__INPUT RECORDS__:
########

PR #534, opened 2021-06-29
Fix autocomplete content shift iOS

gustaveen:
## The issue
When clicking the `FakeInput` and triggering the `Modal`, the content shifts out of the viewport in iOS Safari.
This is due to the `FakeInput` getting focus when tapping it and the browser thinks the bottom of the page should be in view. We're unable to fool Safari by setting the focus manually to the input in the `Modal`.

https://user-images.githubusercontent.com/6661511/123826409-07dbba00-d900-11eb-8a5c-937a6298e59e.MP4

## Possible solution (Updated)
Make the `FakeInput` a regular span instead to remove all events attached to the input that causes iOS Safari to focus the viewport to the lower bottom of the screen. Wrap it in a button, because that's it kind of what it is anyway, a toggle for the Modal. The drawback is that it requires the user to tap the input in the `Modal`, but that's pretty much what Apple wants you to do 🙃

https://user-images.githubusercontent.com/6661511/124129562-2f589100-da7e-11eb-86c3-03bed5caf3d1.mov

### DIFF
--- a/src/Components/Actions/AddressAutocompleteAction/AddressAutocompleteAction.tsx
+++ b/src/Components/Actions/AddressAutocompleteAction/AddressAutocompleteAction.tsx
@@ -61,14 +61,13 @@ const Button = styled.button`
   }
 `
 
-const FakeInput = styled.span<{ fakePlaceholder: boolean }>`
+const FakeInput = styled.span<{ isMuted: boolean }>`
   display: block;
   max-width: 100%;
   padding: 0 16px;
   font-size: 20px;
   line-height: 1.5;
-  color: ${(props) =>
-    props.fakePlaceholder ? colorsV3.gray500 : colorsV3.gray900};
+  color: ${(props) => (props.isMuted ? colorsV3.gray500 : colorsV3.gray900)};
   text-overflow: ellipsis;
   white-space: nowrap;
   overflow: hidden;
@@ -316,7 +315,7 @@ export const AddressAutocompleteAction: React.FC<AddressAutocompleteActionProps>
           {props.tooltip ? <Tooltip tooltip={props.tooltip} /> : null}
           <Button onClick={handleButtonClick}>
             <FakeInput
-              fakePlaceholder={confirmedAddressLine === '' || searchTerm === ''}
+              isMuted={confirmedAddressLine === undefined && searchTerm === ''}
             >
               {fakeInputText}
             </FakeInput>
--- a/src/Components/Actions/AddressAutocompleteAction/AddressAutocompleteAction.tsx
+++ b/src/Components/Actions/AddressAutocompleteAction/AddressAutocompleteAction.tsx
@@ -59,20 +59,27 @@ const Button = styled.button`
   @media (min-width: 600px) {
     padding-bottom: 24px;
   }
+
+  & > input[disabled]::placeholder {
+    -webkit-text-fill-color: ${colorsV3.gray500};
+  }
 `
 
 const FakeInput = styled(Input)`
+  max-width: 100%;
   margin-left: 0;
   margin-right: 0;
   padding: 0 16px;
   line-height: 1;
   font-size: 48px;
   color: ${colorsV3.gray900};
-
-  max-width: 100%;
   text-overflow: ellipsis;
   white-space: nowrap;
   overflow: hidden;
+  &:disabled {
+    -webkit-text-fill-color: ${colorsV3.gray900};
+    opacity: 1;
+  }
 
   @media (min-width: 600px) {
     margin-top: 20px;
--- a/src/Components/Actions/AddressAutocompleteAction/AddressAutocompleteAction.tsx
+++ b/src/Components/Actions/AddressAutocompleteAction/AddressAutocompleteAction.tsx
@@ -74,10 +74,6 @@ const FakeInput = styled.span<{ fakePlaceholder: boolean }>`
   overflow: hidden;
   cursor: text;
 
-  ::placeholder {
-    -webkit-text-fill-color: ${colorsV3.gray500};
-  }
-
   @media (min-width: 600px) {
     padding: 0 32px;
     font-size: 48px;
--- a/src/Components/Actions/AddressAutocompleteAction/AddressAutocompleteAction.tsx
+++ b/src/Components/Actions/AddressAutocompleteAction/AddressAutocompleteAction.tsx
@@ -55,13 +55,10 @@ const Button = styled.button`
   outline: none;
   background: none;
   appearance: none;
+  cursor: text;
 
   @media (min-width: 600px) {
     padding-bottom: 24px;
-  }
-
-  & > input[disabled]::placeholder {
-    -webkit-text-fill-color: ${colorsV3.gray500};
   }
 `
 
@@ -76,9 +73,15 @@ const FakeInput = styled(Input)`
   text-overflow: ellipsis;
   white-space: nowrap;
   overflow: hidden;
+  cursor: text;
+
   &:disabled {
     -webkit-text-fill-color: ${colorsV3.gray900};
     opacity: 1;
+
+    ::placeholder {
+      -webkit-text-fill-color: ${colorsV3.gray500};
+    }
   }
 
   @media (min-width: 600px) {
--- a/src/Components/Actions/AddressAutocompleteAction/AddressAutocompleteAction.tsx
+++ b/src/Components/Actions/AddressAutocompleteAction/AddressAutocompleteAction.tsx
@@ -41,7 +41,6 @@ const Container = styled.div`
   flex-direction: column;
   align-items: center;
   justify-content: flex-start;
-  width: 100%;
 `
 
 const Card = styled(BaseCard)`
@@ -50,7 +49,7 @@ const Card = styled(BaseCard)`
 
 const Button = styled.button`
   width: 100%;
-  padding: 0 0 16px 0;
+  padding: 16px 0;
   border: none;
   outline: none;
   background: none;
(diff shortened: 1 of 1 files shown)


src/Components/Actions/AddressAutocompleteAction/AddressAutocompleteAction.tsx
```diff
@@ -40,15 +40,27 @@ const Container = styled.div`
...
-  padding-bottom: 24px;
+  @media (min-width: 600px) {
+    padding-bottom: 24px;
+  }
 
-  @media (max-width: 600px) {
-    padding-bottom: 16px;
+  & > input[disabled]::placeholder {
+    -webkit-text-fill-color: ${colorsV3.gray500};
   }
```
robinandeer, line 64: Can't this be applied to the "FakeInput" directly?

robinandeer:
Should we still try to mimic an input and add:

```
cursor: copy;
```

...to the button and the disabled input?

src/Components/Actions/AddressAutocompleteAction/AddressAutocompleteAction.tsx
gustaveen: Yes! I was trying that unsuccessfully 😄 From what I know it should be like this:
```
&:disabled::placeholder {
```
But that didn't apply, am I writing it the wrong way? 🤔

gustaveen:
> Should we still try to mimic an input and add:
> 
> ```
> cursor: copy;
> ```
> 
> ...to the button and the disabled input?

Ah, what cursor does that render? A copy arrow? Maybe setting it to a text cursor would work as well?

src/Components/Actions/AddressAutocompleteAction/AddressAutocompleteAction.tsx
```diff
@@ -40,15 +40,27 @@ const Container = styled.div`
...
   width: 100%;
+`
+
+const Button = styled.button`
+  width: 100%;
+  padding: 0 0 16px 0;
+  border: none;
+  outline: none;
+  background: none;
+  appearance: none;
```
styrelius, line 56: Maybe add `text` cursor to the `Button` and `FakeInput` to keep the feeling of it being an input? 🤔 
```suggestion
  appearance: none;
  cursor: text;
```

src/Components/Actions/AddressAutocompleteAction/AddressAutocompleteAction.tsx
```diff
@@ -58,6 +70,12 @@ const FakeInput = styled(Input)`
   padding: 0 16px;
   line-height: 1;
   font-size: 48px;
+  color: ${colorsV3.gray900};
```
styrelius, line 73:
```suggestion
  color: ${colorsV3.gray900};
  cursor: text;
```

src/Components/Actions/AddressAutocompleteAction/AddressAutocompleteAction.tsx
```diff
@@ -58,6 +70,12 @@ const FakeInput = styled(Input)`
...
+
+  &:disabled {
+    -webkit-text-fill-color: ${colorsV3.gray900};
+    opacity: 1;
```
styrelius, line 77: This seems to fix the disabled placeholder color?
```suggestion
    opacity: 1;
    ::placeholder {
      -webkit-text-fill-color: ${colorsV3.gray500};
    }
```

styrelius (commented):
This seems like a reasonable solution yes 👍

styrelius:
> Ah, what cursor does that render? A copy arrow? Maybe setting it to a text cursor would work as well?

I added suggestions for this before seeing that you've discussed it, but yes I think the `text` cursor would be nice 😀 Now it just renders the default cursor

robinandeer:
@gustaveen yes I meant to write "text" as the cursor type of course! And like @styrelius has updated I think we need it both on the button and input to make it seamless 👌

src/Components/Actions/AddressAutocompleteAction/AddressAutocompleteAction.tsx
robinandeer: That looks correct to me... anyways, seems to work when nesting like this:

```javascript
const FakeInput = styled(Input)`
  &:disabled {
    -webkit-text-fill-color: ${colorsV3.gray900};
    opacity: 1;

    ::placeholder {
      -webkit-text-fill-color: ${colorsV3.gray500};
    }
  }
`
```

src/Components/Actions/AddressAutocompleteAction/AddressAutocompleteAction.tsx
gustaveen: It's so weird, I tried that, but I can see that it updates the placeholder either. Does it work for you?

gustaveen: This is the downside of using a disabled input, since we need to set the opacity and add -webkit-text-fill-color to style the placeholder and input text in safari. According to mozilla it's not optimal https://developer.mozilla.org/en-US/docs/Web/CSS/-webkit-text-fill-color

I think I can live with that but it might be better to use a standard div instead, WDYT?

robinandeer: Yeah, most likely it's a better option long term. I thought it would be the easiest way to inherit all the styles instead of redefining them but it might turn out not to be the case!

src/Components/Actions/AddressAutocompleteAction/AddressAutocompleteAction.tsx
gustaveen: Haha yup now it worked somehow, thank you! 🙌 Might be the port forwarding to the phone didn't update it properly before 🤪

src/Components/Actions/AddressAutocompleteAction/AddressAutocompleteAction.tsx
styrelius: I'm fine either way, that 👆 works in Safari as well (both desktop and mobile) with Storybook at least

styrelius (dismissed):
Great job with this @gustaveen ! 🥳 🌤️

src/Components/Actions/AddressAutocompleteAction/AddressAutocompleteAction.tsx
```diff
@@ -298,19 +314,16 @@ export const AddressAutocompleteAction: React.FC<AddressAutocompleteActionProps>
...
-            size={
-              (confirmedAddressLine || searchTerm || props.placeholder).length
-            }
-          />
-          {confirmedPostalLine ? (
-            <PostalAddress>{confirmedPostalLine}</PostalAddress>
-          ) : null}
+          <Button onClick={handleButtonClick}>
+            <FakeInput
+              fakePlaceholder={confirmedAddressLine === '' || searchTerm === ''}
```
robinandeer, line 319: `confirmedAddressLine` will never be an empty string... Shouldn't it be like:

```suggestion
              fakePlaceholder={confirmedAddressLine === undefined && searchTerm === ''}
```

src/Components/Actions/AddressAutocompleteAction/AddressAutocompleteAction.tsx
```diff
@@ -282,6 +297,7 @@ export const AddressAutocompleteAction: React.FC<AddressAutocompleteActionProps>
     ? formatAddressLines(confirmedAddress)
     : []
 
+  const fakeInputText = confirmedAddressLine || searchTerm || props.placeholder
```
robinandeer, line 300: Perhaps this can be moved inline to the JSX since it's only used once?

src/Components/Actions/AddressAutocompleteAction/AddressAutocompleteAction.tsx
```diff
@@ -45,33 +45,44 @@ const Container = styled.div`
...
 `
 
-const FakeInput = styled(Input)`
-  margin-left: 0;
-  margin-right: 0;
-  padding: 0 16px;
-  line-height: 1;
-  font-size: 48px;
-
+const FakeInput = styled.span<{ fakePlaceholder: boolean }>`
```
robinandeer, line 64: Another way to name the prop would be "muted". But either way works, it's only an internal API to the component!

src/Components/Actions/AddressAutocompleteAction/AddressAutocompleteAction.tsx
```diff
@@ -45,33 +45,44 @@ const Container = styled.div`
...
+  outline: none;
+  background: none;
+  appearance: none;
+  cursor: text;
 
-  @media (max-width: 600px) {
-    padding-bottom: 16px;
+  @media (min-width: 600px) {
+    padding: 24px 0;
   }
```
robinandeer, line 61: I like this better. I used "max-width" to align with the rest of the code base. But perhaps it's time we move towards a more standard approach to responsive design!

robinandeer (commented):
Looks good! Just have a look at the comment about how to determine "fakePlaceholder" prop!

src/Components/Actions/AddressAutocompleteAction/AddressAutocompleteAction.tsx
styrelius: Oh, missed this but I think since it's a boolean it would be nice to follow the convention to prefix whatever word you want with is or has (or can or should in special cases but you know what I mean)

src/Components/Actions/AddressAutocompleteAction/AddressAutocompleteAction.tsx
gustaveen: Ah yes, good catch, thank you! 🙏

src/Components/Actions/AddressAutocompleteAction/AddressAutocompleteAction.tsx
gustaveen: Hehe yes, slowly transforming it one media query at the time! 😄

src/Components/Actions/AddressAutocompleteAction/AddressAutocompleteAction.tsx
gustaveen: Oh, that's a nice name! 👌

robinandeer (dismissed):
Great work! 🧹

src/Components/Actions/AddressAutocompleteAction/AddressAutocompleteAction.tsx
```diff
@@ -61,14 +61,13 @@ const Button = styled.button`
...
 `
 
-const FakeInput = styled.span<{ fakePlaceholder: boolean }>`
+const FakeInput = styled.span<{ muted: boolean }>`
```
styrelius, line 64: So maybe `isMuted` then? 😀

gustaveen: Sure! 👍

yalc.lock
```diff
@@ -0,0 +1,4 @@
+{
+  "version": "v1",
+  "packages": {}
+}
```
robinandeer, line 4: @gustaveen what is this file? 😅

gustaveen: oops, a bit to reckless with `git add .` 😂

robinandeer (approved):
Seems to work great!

########

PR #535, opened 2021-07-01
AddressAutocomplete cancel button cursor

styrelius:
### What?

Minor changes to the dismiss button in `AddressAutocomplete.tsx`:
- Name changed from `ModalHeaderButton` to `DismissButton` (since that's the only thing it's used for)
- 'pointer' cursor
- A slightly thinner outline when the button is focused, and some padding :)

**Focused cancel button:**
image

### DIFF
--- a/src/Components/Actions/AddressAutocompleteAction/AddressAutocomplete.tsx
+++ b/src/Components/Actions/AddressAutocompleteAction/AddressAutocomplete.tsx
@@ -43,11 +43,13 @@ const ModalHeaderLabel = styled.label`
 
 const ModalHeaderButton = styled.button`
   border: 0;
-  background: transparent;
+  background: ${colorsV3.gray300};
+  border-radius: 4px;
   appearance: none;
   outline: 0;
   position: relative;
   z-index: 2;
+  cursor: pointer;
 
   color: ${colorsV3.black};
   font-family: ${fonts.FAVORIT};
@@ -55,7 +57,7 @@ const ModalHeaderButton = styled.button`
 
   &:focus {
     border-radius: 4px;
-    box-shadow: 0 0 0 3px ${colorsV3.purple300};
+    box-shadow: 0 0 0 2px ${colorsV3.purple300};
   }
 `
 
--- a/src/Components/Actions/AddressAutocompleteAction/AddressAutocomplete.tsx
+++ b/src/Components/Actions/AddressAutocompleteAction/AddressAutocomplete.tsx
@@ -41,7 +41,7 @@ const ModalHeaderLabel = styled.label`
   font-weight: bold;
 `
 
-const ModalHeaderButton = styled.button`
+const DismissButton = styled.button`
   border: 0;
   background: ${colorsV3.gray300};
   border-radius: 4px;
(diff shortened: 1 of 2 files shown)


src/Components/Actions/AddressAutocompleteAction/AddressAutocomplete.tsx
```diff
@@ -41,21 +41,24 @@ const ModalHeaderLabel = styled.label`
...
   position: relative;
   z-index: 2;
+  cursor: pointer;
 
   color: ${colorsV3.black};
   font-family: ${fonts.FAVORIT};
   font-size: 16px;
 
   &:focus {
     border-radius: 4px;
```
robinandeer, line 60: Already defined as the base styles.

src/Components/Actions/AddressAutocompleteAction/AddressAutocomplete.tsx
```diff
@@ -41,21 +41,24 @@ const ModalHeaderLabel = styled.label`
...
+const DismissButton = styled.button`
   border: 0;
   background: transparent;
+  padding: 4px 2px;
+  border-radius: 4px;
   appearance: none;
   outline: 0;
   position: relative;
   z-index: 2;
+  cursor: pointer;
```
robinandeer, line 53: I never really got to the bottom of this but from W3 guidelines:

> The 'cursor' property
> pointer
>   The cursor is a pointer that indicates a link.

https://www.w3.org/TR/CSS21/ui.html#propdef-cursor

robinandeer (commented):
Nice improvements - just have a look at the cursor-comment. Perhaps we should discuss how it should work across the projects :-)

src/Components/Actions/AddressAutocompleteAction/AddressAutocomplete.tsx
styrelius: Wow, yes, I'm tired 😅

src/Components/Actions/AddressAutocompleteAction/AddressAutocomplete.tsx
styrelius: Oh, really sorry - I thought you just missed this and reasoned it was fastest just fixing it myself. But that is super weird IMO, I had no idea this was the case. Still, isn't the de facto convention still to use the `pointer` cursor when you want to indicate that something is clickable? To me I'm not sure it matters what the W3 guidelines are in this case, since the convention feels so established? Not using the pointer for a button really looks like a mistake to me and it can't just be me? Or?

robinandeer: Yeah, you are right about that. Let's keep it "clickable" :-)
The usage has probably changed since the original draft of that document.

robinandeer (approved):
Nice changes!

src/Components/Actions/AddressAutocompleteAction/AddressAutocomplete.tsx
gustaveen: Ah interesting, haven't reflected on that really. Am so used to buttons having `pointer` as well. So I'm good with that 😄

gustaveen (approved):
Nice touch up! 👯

########

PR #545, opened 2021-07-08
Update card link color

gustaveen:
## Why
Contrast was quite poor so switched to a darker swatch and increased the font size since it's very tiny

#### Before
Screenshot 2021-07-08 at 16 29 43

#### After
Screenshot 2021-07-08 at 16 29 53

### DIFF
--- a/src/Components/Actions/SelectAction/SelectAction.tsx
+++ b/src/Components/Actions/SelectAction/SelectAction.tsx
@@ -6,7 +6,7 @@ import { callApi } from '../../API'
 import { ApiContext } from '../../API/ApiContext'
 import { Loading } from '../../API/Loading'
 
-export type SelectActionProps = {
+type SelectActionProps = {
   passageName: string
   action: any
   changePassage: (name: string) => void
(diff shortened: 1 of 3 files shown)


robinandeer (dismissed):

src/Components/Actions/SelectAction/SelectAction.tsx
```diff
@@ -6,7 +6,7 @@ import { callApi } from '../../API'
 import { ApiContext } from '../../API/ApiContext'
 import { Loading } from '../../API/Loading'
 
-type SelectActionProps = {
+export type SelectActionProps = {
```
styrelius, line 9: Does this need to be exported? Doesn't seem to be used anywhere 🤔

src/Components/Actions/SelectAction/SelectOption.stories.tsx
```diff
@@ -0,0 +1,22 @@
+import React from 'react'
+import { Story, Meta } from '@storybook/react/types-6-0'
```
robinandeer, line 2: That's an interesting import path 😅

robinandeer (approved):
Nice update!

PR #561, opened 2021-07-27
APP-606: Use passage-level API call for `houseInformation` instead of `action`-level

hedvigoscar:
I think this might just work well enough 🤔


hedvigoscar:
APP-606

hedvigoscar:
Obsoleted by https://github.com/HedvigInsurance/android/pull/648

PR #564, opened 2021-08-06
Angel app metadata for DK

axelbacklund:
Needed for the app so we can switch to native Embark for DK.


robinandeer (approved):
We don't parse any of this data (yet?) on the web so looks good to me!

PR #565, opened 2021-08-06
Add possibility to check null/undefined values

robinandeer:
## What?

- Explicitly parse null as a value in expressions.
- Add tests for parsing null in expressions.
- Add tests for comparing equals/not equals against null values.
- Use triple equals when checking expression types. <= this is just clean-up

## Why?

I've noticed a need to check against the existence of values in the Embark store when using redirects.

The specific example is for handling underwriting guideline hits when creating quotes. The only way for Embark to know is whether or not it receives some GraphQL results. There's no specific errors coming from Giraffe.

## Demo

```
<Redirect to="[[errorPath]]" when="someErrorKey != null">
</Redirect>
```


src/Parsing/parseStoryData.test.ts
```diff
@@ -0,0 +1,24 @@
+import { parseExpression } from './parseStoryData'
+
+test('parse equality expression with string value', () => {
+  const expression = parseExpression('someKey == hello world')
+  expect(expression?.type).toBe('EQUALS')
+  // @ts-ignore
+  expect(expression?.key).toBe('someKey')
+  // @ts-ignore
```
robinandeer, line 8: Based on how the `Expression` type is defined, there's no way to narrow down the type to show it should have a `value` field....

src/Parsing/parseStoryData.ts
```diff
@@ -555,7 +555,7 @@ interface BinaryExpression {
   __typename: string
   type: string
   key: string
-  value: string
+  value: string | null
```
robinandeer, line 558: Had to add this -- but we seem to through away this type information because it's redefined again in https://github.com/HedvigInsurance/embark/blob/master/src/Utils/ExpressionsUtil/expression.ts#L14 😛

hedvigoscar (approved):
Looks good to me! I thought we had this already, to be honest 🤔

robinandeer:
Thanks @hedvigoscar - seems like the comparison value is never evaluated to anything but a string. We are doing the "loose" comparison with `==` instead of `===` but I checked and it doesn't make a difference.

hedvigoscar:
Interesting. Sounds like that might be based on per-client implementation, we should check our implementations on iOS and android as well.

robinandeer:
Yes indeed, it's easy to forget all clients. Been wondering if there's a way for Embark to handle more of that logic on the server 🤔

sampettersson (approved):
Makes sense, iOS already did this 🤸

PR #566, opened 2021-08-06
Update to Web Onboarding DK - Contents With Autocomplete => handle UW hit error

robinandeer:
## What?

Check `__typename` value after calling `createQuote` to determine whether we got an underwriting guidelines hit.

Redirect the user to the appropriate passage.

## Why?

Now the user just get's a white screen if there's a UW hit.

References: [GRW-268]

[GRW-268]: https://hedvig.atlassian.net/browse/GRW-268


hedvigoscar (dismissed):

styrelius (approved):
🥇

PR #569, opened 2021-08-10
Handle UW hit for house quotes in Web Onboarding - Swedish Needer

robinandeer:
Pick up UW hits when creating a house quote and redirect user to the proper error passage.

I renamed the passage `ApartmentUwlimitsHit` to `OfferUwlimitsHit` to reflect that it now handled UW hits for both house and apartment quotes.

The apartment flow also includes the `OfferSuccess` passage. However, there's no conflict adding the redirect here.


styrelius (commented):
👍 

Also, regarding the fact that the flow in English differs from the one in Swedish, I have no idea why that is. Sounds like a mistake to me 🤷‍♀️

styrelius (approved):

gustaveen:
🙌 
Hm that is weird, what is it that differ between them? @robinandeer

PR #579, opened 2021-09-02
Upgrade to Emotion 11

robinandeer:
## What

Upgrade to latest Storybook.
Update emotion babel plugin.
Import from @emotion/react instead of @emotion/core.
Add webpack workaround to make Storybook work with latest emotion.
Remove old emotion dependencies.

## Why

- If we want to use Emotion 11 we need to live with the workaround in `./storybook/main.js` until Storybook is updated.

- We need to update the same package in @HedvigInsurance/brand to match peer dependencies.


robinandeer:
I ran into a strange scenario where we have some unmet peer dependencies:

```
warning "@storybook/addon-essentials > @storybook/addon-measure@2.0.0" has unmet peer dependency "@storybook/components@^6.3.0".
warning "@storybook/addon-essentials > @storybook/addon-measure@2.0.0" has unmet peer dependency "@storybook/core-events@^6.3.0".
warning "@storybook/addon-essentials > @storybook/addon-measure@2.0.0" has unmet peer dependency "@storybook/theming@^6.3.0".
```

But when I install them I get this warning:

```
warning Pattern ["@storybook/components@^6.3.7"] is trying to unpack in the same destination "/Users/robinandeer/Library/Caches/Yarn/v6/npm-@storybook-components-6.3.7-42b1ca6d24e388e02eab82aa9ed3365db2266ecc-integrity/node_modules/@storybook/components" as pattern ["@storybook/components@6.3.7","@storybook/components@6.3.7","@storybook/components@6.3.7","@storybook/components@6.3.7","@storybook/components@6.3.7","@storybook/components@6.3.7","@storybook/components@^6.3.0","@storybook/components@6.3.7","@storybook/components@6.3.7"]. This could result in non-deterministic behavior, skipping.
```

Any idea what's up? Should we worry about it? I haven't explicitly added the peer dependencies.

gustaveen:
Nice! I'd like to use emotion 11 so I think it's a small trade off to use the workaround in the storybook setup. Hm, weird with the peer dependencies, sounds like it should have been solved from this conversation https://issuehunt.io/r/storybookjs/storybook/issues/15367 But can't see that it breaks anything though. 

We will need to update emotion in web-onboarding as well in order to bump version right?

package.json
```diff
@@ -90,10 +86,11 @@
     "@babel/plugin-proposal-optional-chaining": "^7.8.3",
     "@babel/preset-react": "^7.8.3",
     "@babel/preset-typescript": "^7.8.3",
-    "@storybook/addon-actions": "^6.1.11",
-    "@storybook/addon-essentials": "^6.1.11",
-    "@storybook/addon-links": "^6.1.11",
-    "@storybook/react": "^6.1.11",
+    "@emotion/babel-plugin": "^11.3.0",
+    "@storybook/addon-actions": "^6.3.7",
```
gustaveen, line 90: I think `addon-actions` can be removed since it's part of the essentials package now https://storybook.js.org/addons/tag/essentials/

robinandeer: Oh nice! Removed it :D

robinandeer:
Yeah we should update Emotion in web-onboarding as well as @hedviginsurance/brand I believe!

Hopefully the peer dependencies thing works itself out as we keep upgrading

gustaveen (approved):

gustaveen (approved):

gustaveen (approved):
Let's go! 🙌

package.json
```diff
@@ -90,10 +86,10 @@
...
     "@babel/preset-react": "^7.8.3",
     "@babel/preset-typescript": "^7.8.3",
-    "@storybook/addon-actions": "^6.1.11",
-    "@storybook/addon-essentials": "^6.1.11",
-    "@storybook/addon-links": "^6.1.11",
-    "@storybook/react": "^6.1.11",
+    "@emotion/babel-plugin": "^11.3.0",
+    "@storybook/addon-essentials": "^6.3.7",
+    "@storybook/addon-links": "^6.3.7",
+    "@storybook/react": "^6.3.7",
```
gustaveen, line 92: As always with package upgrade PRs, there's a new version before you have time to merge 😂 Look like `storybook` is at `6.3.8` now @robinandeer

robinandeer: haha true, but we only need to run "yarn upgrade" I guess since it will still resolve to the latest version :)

########

__AIM OF THE EXERCISE__: With the line holding "styrelius, line 9: Does" as the first and the line holding "I've noticed a" as the last, please transcribe exactly the lines of the material above in that range and nothing else.

__ANSWER TO THE EXERCISE__:
styrelius, line 9: Does this need to be exported? Doesn't seem to be used anywhere 🤔

src/Components/Actions/SelectAction/SelectOption.stories.tsx
```diff
@@ -0,0 +1,22 @@
+import React from 'react'
+import { Story, Meta } from '@storybook/react/types-6-0'
```
robinandeer, line 2: That's an interesting import path 😅

robinandeer (approved):
Nice update!

PR #561, opened 2021-07-27
APP-606: Use passage-level API call for `houseInformation` instead of `action`-level

hedvigoscar:
I think this might just work well enough 🤔


hedvigoscar:
APP-606

hedvigoscar:
Obsoleted by https://github.com/HedvigInsurance/android/pull/648

PR #564, opened 2021-08-06
Angel app metadata for DK

axelbacklund:
Needed for the app so we can switch to native Embark for DK.


robinandeer (approved):
We don't parse any of this data (yet?) on the web so looks good to me!

PR #565, opened 2021-08-06
Add possibility to check null/undefined values

robinandeer:
## What?

- Explicitly parse null as a value in expressions.
- Add tests for parsing null in expressions.
- Add tests for comparing equals/not equals against null values.
- Use triple equals when checking expression types. <= this is just clean-up

## Why?

I've noticed a need to check against the existence of values in the Embark store when using redirects.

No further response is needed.